Alien creature consequences
It is a fun way to explore the features and special adaptations of individual species and diversity of living things, by creating a mixed up creature!
Did you know?
What do you get if you cross a pony with a bird? A horse fly!In Greek mythology, the Chimera is a monstrous creature made of the parts of multiple animals. Some say it had the body of a goat, the tail of a snake, or dragon, and the head of a lion and it breathed fire from one or more of its heads.
In reality, adaptation means having certain body parts/ structures or behaviour that allow the animals or plants to survive and thrive in their environments. It is often a matter of life or death!
Before the activity
Read a story where the animal in question is described vividly or suggested e.g. ‘The Gruffalo’, an animal riddle, or a poem.
To get the children thinking about animal adaptations to their habitat and lifestyle, play a game of animal consequences.

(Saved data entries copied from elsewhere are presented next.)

PR #314847, opened 2026-05-06
Strip NODE_OPTIONS in removeDangerousEnvVariables

meganrogge:
NODE_OPTIONS can inject arbitrary flags (--require, --inspect, etc.) into forked Node processes, which can lead to crashes and unexpected behavior in the extension host and other forked processes (similar reasoning to the existing DEBUG and LD_PRELOAD\cleanups). Add it to the list of variables stripped by removeDangerousEnvVariables


rzhao271 (approved):

rzhao271:
CC @deepak1556 in case some of the options are still required

deepak1556:
If this doesn't strip the NODE_OPTIONS set in users' terminal profile then all good (options user would expect in their integrated terminal), our processes already only respect a restricted set of flags so no regressions there.

PR #314872, opened 2026-05-06
Support for RTL text in find decorations

### LINKED ISSUE #233573: When searching rtl letters in Arabic using `Ctrl+F` the word gets reversed and disconnected

- VS Code Version:  1.95.2
- OS Version: Linux x64 6.11.6-arch1-1

Steps to Reproduce:

1.  Open A file with Arabic text
2. click `Ctrl+F`
3. search for a part of the word
4. observe the word being reversed and incorrectly aligned

Wrong behavior below:
Image

How it looks when highlighted using side search bar (correct)
Image

kamyarmg:
## Summary

Fixes incorrect visual ordering when Find highlights matches inside mixed LTR/RTL text.

In lines containing RTL text, Find no longer applies inline styling that splits the rendered content into multiple bidi runs. Instead, it uses decorations that preserve the correct visual ordering of highlighted text.

Fixes #233573.

## Problem

When Find highlights a match inside a line containing mixed LTR and RTL text, the highlight can split the rendered content into multiple inline segments.

In some cases, this changes the visual ordering of the RTL portion of the line, causing highlighted matches to appear with characters in the wrong order even though the underlying text is correct.

## Root Cause

Find match decorations relied on inline text styling.

While this works correctly for normal LTR text, applying inline styling inside mixed bidi content can split a visual bidi run into separate segments. Once split, browser bidi layout may reorder the segments visually, making the highlighted substring appear incorrect.

## Fix

This change makes Find match decorations aware of RTL content.

- Lines containing RTL text now use decorations that avoid inline text styling.
- LTR-only lines continue using the existing rendering behavior.
- Current match and regular match decorations now share the same RTL-aware decoration selection logic.

This preserves Find highlighting while avoiding the bidi run splitting that caused incorrect visual ordering.

### Original Text

Screenshot From 2026-05-07 02-05-35

### Before

Screenshot From 2026-05-07 02-11-49

### After

Screenshot From 2026-05-07 02-13-07

## How to Test

1. Open a file containing mixed LTR/RTL text on the same line.
2. Search for a substring inside the RTL portion of the line.
3. Verify that the highlighted match preserves the correct visual character order.
4. Repeat the same test on an LTR-only line and verify that Find highlighting still behaves normally.

### DIFF
--- a/src/vs/editor/contrib/find/browser/findDecorations.ts
+++ b/src/vs/editor/contrib/find/browser/findDecorations.ts
@@ -8,7 +8,7 @@ import { IDisposable } from '../../../../base/common/lifecycle.js';
 import { IActiveCodeEditor } from '../../../browser/editorBrowser.js';
 import { Position } from '../../../common/core/position.js';
 import { Range } from '../../../common/core/range.js';
-import { FindMatch, IModelDecorationsChangeAccessor, IModelDeltaDecoration, MinimapPosition, OverviewRulerLane, TrackedRangeStickiness } from '../../../common/model.js';
+import { FindMatch, IModelDecorationOptions, IModelDecorationsChangeAccessor, IModelDeltaDecoration, MinimapPosition, OverviewRulerLane, TrackedRangeStickiness } from '../../../common/model.js';
 import { ModelDecorationOptions } from '../../../common/model/textModel.js';
 import { minimapFindMatch, overviewRulerFindMatchForeground } from '../../../../platform/theme/common/colorRegistry.js';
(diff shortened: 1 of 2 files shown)


kamyarmg:
Hi @alexdima — just checking in on this PR. It fixes a bidi rendering issue affecting Arabic/Persian/Hebrew users. I'd appreciate any feedback when you have a chance. Thanks!

kamyarmg:
@alexdima  For those of us who frequently work with a mix of left-to-right (LTR) and right-to-left (RTL) layouts, this issue and its fix would be greatly appreciated, as it's quite important for our workflow. If you have a chance, could you please take a look at it? Thanks!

Divide the class into teams of around 5 each. Each group has a piece of paper folded into 5 sections, with marks ready made on each fold to show where the ‘joins’ are. The first person in the group draws the head (without the others seeing their drawing, folds their section & passes it on to the next person and so on) , the next the arms/wings/legs, the next the body, then hind legs/flippers etc, then tail.
For each section, call out what special function this body part needs to do – for example ‘a head that can breathe air from underwater’, or ‘legs that can reach out to catch flying prey’, or allocate this task to a child.
At the end of the game, each group unfolds their paper to reveal their special animal. Each group can allocate their new species a name that describes it, and the sheets pinned up to form a new ‘alien species’ creature display.
The animals created may seem weird and wonderful, but real examples can be seen in nature and on our doorsteps! Find examples of different animals in Scotland that show specialised adaptations to their way of life (think of the different habitats available).
Humans, unlike animals, sometimes have to use technology to adapt to environments we are, as land mammals, not suited for. Think of the space suits used by astronauts to control their temperature and for breathing so they can survive space travel. Can you think of some of the technological adaptations people use to move or survive in a variety of animal habitats eg freshwater, underground, oceans, air, treetops, mountains, polar regions etc. Can you name to some of the creatures that live comfortably in these environments?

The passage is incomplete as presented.